Sergei, this is a reply to your comment asking about enumerating formulas in $\mathcal R$. Sorry to post it as a separate answer but I no longer have the browser cookie to post it as a followup comment.
You don't need a particular standardized enumeration, but just some computable mapping between formulas and natural numbers so that each formula gets a unique number. Such a numbering scheme is traditionally called a "Gödel numbering" and the numbers are called "Gödel numbers" because the idea was (I think) introduced in Gödel's landmark paper (1931) about the incompleteness theorem.
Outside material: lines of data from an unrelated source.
PR #285, opened 2021-05-20
Support for mnemonics + deriving Ed25519 identities via Slip 10.

ielashi:


Dfinity-Bjoern (commented):
Looks good to me! I'd also like @kritzcreek to have a look.

src/frontend/src/crypto/ed25519.ts
```diff
@@ -0,0 +1,101 @@
...
+/**
+ * Create an Ed25519 based on a mnemonic phrase according to SLIP 0010:
+ * https://github.com/satoshilabs/slips/blob/master/slip-0010.md
+ *
+ * The derivation path is an array that is always interpreted as a hardened path.
+ * e.g. to generate m/44'/223’/0’/0’/0' the derivation path should be [44, 223, 0, 0, 0]
+ */
+export async function fromMnemonic(
+  mnemonic: string,
+  derivationPath?: number[]
```
kritzcreek, line 42: Could we put our derivation path somewhere as a constant?

src/frontend/src/crypto/mnemonic.ts
```diff
@@ -0,0 +1,11 @@
+import { blobFromUint32Array } from "@dfinity/agent";
+import { entropyToMnemonic } from "bip39";
+
+/**
+ * @returns A random BIP39 mnemonic with 256 bits of entropy.
+ */
+export function generateMnemonic(): string {
+  const entropy = new Uint32Array(32);
+  crypto.getRandomValues(entropy);
+  return entropyToMnemonic(blobFromUint32Array(entropy).toString("hex"));
```
kritzcreek, line 10: I think we should explicitly set the word list here, I'm not sure if it picks something locale dependent by default?

kritzcreek (changes requested):
API looks great, I think we'll have to update the build system so we don't include _all_ the wordlists: https://github.com/bitcoinjs/bip39#removing-wordlists-from-webpackbrowserify

But I can do that in a follow-up PR.

src/frontend/src/crypto/mnemonic.ts
ielashi: I believe it's English by default, but I made it explicit to make it clearer.

src/frontend/src/crypto/ed25519.ts
ielashi: This is meant to be a generic API and shouldn't be coupled to a specific use-case. If there's a flow that needs a specific path, then I'd argue that the definition of that path should be part of that flow, not here.

kritzcreek: Got it. We'll find a good spot in the codebase for it then.

kritzcreek (approved):

PR #288, opened 2021-05-21
Clarify why we don’t use `Candid.candidFile`

nomeata:


kritzcreek (approved):

nomeata:
Ups, this contains more than it should. sorry.

PR #2274, opened 2024-02-15
Move archive buffer to stable memory for freshly initialized II

frederikrothenberger:
This implements the archive entries buffer directly in stable memory, but only if II is initialized from a clean slat.
If the layout v7 is already there, it is maintained and the buffer in stable memory is just prepared.

A release containing this change can be used as a rollback version after migration.


src/internet_identity/src/storage/tests.rs
```diff
@@ -29,15 +29,27 @@ fn should_report_max_number_of_entries_for_32gb() {
...
     let memory = VectorMemory::default();
     let mut storage = Storage::new((1, 2), memory.clone());
     storage.update_salt([5u8; 32]);
     storage.flush();
 
+    assert_eq!(storage.version(), 8);
     let mut buf = vec![0; HEADER_SIZE];
     memory.read(0, &mut buf);
-    assert_eq!(buf, hex::decode("494943070000000001000000000000000200000000000000001005050505050505050505050505050505050505050505050505050505050505050000020000000000").unwrap());
+    assert_eq!(buf, hex::decode("494943080000000001000000000000000200000000000000001005050505050505050505050505050505050505050505050505050505050505050000020000000000").unwrap());
```
frederikrothenberger, line 52: Note: in only flipped the `version` byte from `7` to `8` in this hex string.

src/internet_identity/src/storage/tests.rs
```diff
@@ -29,15 +29,27 @@ fn should_report_max_number_of_entries_for_32gb() {
 }
 
 #[test]
-fn should_serialize_header_v7() {
+fn should_deserialize_header_v7() {
```
przydatek, line 32: nit: the same test for v7 is named `should_recover_header_from_memory_v7` below, maybe use a consistent pattern for both tests?

src/internet_identity/src/storage.rs
```diff
@@ -375,6 +420,38 @@ impl<M: Memory + Clone> Storage<M> {
         self.flush();
     }
 
+    /// Add a new archive entry to the buffer.
+    pub fn add_archive_entry(&mut self, entry: BufferedEntry) {
+        self.archive_entries_buffer
```
przydatek, line 425: would it make sense to (double) check here, and in the new helpers below, that we are indeed using v8?

przydatek (approved):
LGTM, thanks!
(nice tests, btw 🎉 )

src/internet_identity/src/storage/tests.rs
frederikrothenberger: I realized, the test is duplicate anyway. So I added `should_recover_header_from_memory_v8` but removed `should_deserialize_header_v7` as it is a duplicate of `should_recover_header_from_memory_v7`.

src/internet_identity/src/storage.rs
frederikrothenberger: Yes, that makes sense. Thanks!

PR #2277, opened 2024-02-16
Remove changes link in RC message

nmattia:
This removes the `changes: ...` link in the slack message sent upon RC release. It was slightly incorrect and not used.


frederikrothenberger (approved):
Thanks

PR #2278, opened 2024-02-16
Push newAnchor into LoginData

nmattia:
The authentication flow returns whether the user authenticated with a new or existing anchor. This data is used to tailor subsequent flows to new vs returning users.

Originally this information was added to all return types (success & error alike) for simplicity, although it only ever makes sense to return it upon successful authentication (until now we just defaulted to "not a new anchor" upon failures).

As we start passing more data through the flow (like whether the user used PIN or not) this shortcut became a bit problematic, so these changes push the `newAnchor` information deeper into the success state.

### DIFF
--- a/src/frontend/src/components/authenticateBox.ts
+++ b/src/frontend/src/components/authenticateBox.ts
@@ -92,11 +92,11 @@ export const authenticateBox = async ({
 
   // Retry until user has successfully authenticated
   for (;;) {
-    const { newAnchor, ...result } = await promptAuth();
+    const result = await promptAuth();
     const loginData = await handleLoginFlowResult(result);
 
     if (nonNullish(loginData)) {
-      return { ...loginData, newAnchor };
+      return loginData;
     }
   }
 };
@@ -163,7 +163,7 @@ export const authenticateBoxFlow = async <T, I>({
     pinIdentityMaterial: I;
   }) => Promise<"valid" | "expired">;
   registerFlowOpts: Parameters<typeof registerFlow<T>>[0];
-}): Promise<LoginFlowResult<T> & { newAnchor: boolean }> => {
+}): Promise<LoginFlowResult<T, { newAnchor: boolean }>> => {
   const pages = authnScreens(i18n, { ...templates });
 
   // The registration flow for a new identity
@@ -197,7 +197,7 @@ export const authenticateBoxFlow = async <T, I>({
 
   // Prompt for an identity number
   const doPrompt = async (): Promise<
-    LoginFlowResult<T> & { newAnchor: boolean }
+    LoginFlowResult<T, { newAnchor: boolean }>
   > => {
     const result = await pages.useExisting();
     if (result.tag === "submit") {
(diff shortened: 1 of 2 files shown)


src/frontend/src/components/authenticateBox.ts
```diff
@@ -163,7 +163,7 @@ export const authenticateBoxFlow = async <T, I>({
     pinIdentityMaterial: I;
   }) => Promise<"valid" | "expired">;
   registerFlowOpts: Parameters<typeof registerFlow<T>>[0];
-}): Promise<LoginFlowResult<T> & { newAnchor: boolean }> => {
```
lmuntaner, line 166: Before it returned a promise with the parameter `newAnchor`?

src/frontend/src/components/authenticateBox.ts
```diff
@@ -219,11 +219,17 @@ export const authenticateBoxFlow = async <T, I>({
...
+
+    const recoverResult = await recover();
+    if (recoverResult.tag === "ok") {
+      // If an anchor was recovered, then it's _not_ a new anchor
+      return {
+        newAnchor: false,
+        ...recoverResult,
+      };
+    } else {
+      return recoverResult;
```
lmuntaner, line 231: Does the `recoverResult` have a `newAnchor` field?

The type is `LoginFlowResult<T, E = object>`, isn't it? It's no assurance that `newAnchor` is present.

src/frontend/src/utils/flowResult.ts
```diff
@@ -2,19 +2,19 @@ import { DynamicKey } from "$src/utils/i18n";
...
   | LoginFlowCanceled;
 
-export type LoginFlowSuccess<T = AuthenticatedConnection> = {
+export type LoginFlowSuccess<T = AuthenticatedConnection, E = object> = {
   tag: "ok";
-} & LoginData<T>;
+} & LoginData<T, E>;
 
-export type LoginData<T = AuthenticatedConnection> = {
+export type LoginData<T = AuthenticatedConnection, E = object> = {
```
lmuntaner, line 14: Why don't you add `newAnchor` directly here?

src/frontend/src/components/authenticateBox.ts
```diff
@@ -683,7 +686,12 @@ const useIdentityFlow = async <T, I>({
   result satisfies { kind: "pin" };
   const { result: pinResult } = result;
 
-  return { newAnchor: false, ...pinResult };
+  if (pinResult.tag === "ok") {
+    // We log in with an existing PIN anchor, meaning it is _not_ a new anchor
+    return { newAnchor: false, ...pinResult };
+  } else {
+    return pinResult;
```
lmuntaner, line 693: Ditto, does this result have `newAnchor` field?

lmuntaner (commented):
Thanks for sharing, I added a few questions. Sorry if they are stupid, I'm still learning :)

src/frontend/src/components/authenticateBox.ts
nmattia: only in the success case! that's the idea

src/frontend/src/components/authenticateBox.ts
nmattia: before it returned a `newAnchor` field always, now only in the success case (see description)

src/frontend/src/components/authenticateBox.ts
nmattia: it does not!

PR #2279, opened 2024-02-16
Change VC-id/jti to data-URL

przydatek:
Change the `credential_id`/`jti`-value used by II from a `https`-URL to `data`-URL. The `https`-URL is somewhat misleading as it suggests that some data can be fetched, while the main purpose of the id/jti-entry is to guarantee uniqueness.


frederikrothenberger (approved):
LGMT, thanks!

frederikrothenberger:
Should there be a test for that somewhere?

PR #2281, opened 2024-02-16
Add JS-API for validation of delegations

przydatek:
Add `validate_delegation_and_get_principal`-helper that thoroughly validates the given delegation and upon success returns a Principal that identifies the user (cf. description of the helper for details). 

There are some outstanding tasks for follow-up PRs (marked with TODO in comments):
- add a "deeper" expiration check for of the delegation (to check the "freshness" of the delegation)
- replace the added of code for computing representation independent hash with a crate (the crate exists, but is currently incomplete)
- add tests in JS for the wrapped functionality

### DIFF
--- a/src/canister_sig_util/src/lib.rs
+++ b/src/canister_sig_util/src/lib.rs
@@ -4,6 +4,7 @@ use lazy_static::lazy_static;
 use serde::Serialize;
 use serde_bytes::ByteBuf;
 use sha2::{Digest, Sha256};
+use std::collections::HashMap;
 
 pub mod signature_map;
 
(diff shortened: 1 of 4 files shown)


src/canister_sig_util/src/lib.rs
```diff
@@ -135,6 +136,133 @@ pub fn hash_bytes(value: impl AsRef<[u8]>) -> Hash {
     hasher.finalize().into()
 }
 
+pub fn delegation_signature_msg(
```
frederikrothenberger, line 139: Does this belong in the `canister_sig_utils` crate? I.e. shouldn't this crate provide the utilities around canister sigs that are independent of the signed message?

Not feeling super strongly, just wondering... Or is there a reason why _not_ to put it in `sig-verifier-js`?

frederikrothenberger (approved):
LGTM, thanks! Left one comment.

src/canister_sig_util/src/lib.rs
przydatek: Also not feeling strongly -- I thought that it fits to the crate, as verifying delegations is one of the main usages of canister sigs, and building this message is somewhat involved.  Let's ponder a bit more, and maybe move it in a follow up PR (that will remove the `hash`-copy).

przydatek:
Thanks!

A simple Gödel numbering scheme (similar to the one Gödel used) is like this: say the formulas are written in an "alphabet" whose "letters" are $\{\sigma_1,\sigma_2,\ldots\}$. Treat those as natural numbers the obvious way (i.e. $\sigma_k\mapsto k$). So a formula F might be written as $(F_1,F_2,\ldots F_n)$ where the $F_i$ are natural numbers. Then let
$$N_F=2^{F_1}\cdot 3^{F_2} \cdot 5^{F_3} \cdots p_n^{F_n}$$
where $p_i$ is the $i$'th prime number. That is the Gödel number for F (under this particular scheme). It's pretty easy to see how to convert a formula to a number and back. Some numbers won't correspond to valid formulas so treat them as identically zero, for example.
Maybe you should read an introductory book on logic, if you want more clarity about this stuff. There are some other threads suggesting them.